Every entry fee must and needs to be the same in order for it to work and draw the crowds that come back to you. Think about it this way... Let's even use your summer weekend tx. let's say your next tx. is Saturday on ?Oconee, ?Sinclair, ?Jackson, whereever, and you have an angler show up to register before blastoff. let's just say his partner suddenly couldn't make it for unknown reasons.... you still have to charge the one angler the same entry fee as all other anglers to make it fair and allow the system to work........ you can't and don't tell that angler, well I know your partner was supposed to be here, so I will let you compete for all paid places if you only give me half the entry fee...????

Clay, not trying to stir the pot, but in order to draw a good Thursday crowd with tx. hours from daylight to 1 pm(which by the way already will limit your boat numbers drastically), you will definatly have to keep the entrie fees the same for all "boats" present just as any other organized tx. schedule will do.... just food for thought. I also personally do not think you will draw very many boats no matter if you do indeed make the entry fee the same per boat on any given thursday with tx. hours of daylight till 1pm tx....???? No way the demand in this day and time could possibly be there in order to draw a heavy crowd...
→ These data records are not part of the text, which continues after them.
Issue #285, opened 2021-12-31
Problem: contract suicide is not tested


yihuang:
contract suicide compliance test.
- within the tx, after the contract suicided, the code still exists.
- after the tx, the code no longer exist.

PR #286, opened 2021-12-31
Problem: contract suicide is not tested

yihuang:
Closes: #285
Solution:
test that:
- within the tx, after the contract suicided, the code still exists.
- after the tx, the code no longer exist.

BTW, this test case don't pass for current ethermint, it's only fixed in statedb-refactor branch.

# PR Checklist:

### DIFF
--- a/integration_tests/test_basic.py
+++ b/integration_tests/test_basic.py
@@ -448,7 +448,9 @@ def test_suicide(cluster):
     assert len(w3.eth.get_code(destroyee.address)) > 0
     assert len(w3.eth.get_code(destroyer.address)) > 0
 
-    tx = destroyer.functions.codesize_after_suicide(destroyee.address).buildTransaction()
+    tx = destroyer.functions.check_codesize_after_suicide(
+        destroyee.address
+    ).buildTransaction()
     receipt = send_transaction(w3, tx)
     assert receipt.status == 1
 
--- a/integration_tests/test_basic.py
+++ b/integration_tests/test_basic.py
@@ -437,19 +437,19 @@ def test_suicide(cluster):
     - after the tx, the code is not available.
     """
     w3 = cluster.w3
-    inner = deploy_contract(
+    destroyee = deploy_contract(
         w3,
-        contract_path("Inner", "TestSuicide.sol"),
+        contract_path("Destroyee", "TestSuicide.sol"),
     )
-    outer = deploy_contract(
+    destroyer = deploy_contract(
         w3,
-        contract_path("Outer", "TestSuicide.sol"),
+        contract_path("Destroyer", "TestSuicide.sol"),
     )
-    assert len(w3.eth.get_code(inner.address)) > 0
-    assert len(w3.eth.get_code(outer.address)) > 0
+    assert len(w3.eth.get_code(destroyee.address)) > 0
+    assert len(w3.eth.get_code(destroyer.address)) > 0
 
-    tx = outer.functions.codesize_after_suicide(inner.address).buildTransaction()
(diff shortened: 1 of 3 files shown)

Goodluck with your trail. I think you have a payout structure designed that will attract fisherman in the long run, but gaining the exposure and getting them on board will be the hardest ppart of it. Keep it fair, stick it out, get the fishermen aware and comitted, run a honest and fair tx. everywhere you go and it will work, but it takes time to build a trail and it will not come easy....


----------



## CRBass (Jul 3, 2009)

Haven, 

    Thanks for the input.  However, there are quite a few tournaments that are set up with entry fees like, they just are not on major bodies of water.  Many of the small water trails are set up just this way.  
     I am putting on this trail by the request of many of the older anglers, retired anglers, and anglers that don't llike to fish weekends.  This was not meant to draw 100 boats.  This was meant for the anglers who by choice or by schedule can not fish weekends.  There are about 25 anglers that I know of right now that have requested a day trail through the week.  They had first approached someone else about organizing this, but they were not interested.  I am lucky enough to work from home with my wife running our two businesses and have the time to put something together for these anglers.  I asked a lot of people about hours and they did not want to fish past 1pm.  I may adjust times with different seasons next year. 
     The reason for the split entry really boils down to most of these anglers wanting to fish alone with a reasonable entry fee.  However, I did not want to make it where a team could not fish together.  So, it came down to co-angler vs anglers or a split entry fee.  I have fished under this format before, and it works quite well.  
    I will say that this is a pilot season and we will see how it goes.


----------



## Hunter Haven (Jul 3, 2009)

HT3 Outdoors said:


> "The reason for the split entry really boils down to most of these anglers wanting to fish alone with a reasonable entry fee".
> 
> Are you are implying other one man (since there are so many other one man trails) entry fees are not reasonable... hmmm



If this is a question you are asking me, I'm not sure I understand you.... to me your question makes no sense at all


----------



## Hunter Haven (Jul 3, 2009)

CRBass said:


> Haven,
> 
> Thanks for the input.  However, there are quite a few tournaments that are set up with entry fees like, they just are not on major bodies of water.  Many of the small water trails are set up just this way.
> I am putting on this trail by the request of many of the older anglers, retired anglers, and anglers that don't llike to fish weekends.  This was not meant to draw 100 boats.  This was meant for the anglers who by choice or by schedule can not fish weekends.  There are about 25 angler that I know of right now that have requested a day trail through the week to the week.  They had first approached someone else about organizing this, but they were not interested.  I am lucky enough to work from home with my wife running our two businesses and have the time to put something together for these anglers.  I asked a lot of people about hours and they did not want to fish past 1pm.  I may adjust times with different seasons next year.
> ...



I wish you the best Clay.... goodluck and hopefully I will see you at some of your other tx.s down the road


----------



## mike c (Jul 3, 2009)

great idea clay i fish alot during the week when theres not as much boat traffic and there usually moving water i will be there for these.


----------



## livewire328 (Jul 5, 2009)

*Thursday tourney...*

I think it is a good concept Clay.  And yes it will work, the entry fee is fair and the ones who don't want to pay 100 when some oneelse only pays 50 then they dont have to fish the tourney.  I'll be at some of them, thanks for putting on a weekday tourney.


----------



## firefighterfree (Jul 5, 2009)

CRBass said:


> So, it came down to co-angler vs anglers or a split entry fee.  I have fished under this format before, and it works quite well.
> I will say that this is a pilot season and we will see how it goes.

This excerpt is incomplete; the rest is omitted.